There’s also a long-standing history of paternalistic, abusive attitudes toward disabled people in the U.S. that, much like Spears’ current situation, intersect with reproductive rights and the courts.
In Buck v. Bell, the 1927 Supreme Court decision, the court upheld a state-mandated sterilization program for “mentally deficient” individuals and others—a ruling that, to this day, has not been overturned. Some Twitter users were quick to draw parallels between that case and what Spears is experiencing, since she said Wednesday that “I have an IUD in my body right now that won’t let me have a baby and my conservators won’t let me go to the doctor to take it out.”

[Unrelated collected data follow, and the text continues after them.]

PR #4506, opened 2025-05-27
Silence -Wnontrivial-memcall warning in ConnKey methods

timwoj:
I noticed that Spicy [recently upgraded to LLVM 20](https://github.com/zeek/spicy/pull/2041) and fixed a few new compiler warnings, so I figured I'd do the same locally for Zeek. This fixes the one new reported warning: an instance of `-Wnontrivial-memcall`.

### DIFF
--- a/src/IPAddr.cc
+++ b/src/IPAddr.cc
@@ -33,8 +33,9 @@ ConnKey& ConnKey::operator=(const ConnKey& rhs) {
 
     // Because of padding in the object, this needs to memset to clear out
     // the extra memory used by padding. Otherwise, the session key stuff
-    // doesn't work quite right.
-    memset(this, 0, sizeof(ConnKey));
+    // doesn't work quite right. The static_cast is to silence a
+    // -Wnontrival-memcall warning from clang++ 17 and later.
+    memset(static_cast<void*>(this), 0, sizeof(ConnKey));
 
     memcpy(&ip1, &rhs.ip1, sizeof(in6_addr));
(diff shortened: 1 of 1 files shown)


src/IPAddr.cc
```diff
@@ -33,8 +33,9 @@ ConnKey& ConnKey::operator=(const ConnKey& rhs) {
 
     // Because of padding in the object, this needs to memset to clear out
     // the extra memory used by padding. Otherwise, the session key stuff
-    // doesn't work quite right.
-    memset(this, 0, sizeof(ConnKey));
+    // doesn't work quite right. The static_cast is to silence a
+    // -Wnontrival-memcall warning from clang++ 17 and later.
+    memset(static_cast<void*>(this), 0, sizeof(ConnKey));
```
awelzel, line 38: I wonder about explicitly pushing  `-Wno-nontrivial-memcall` to ignore this, mostly worried that we copy&paste the line without the comment somewhere and move on.

awelzel (approved):

src/IPAddr.cc
timwoj: Non-trivial memsets like this (without the cast) are technically UB, since the type isn't trivially copyable. The `void*` cast silences it, but I agree that we could just ignore the warning since it's doing the same thing. Ideally, we should fix those types so that they can be copied, or in this case properly reset/initialized.

awelzel: > Non-trivial memsets like this (without the cast) are technically UB, since the type isn't trivially copyable

Ah, thanks. Resolving!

“The idea that an adult woman has had an IUD forced upon her and the law will permit third-parties from allowing her to have a child against her will is anathema to basic principles of bodily autonomy and the right to self-determination,” Anthony Michael Kreis, a law professor at Georgia State University, said on Twitter. “It smacks of Buck v. Bell. #FreeBritney.”
And that’s not even the full extent of the control others have over Spears’ life. According to her comments Wednesday, Spears has been forced to perform while ill and take lithium. She’s been monitored extensively by nurses and security staff.
“I’m tired of feeling alone,” she said. “I deserve to have the same rights as anybody does, by having a child, a family, any of those things, and more so.”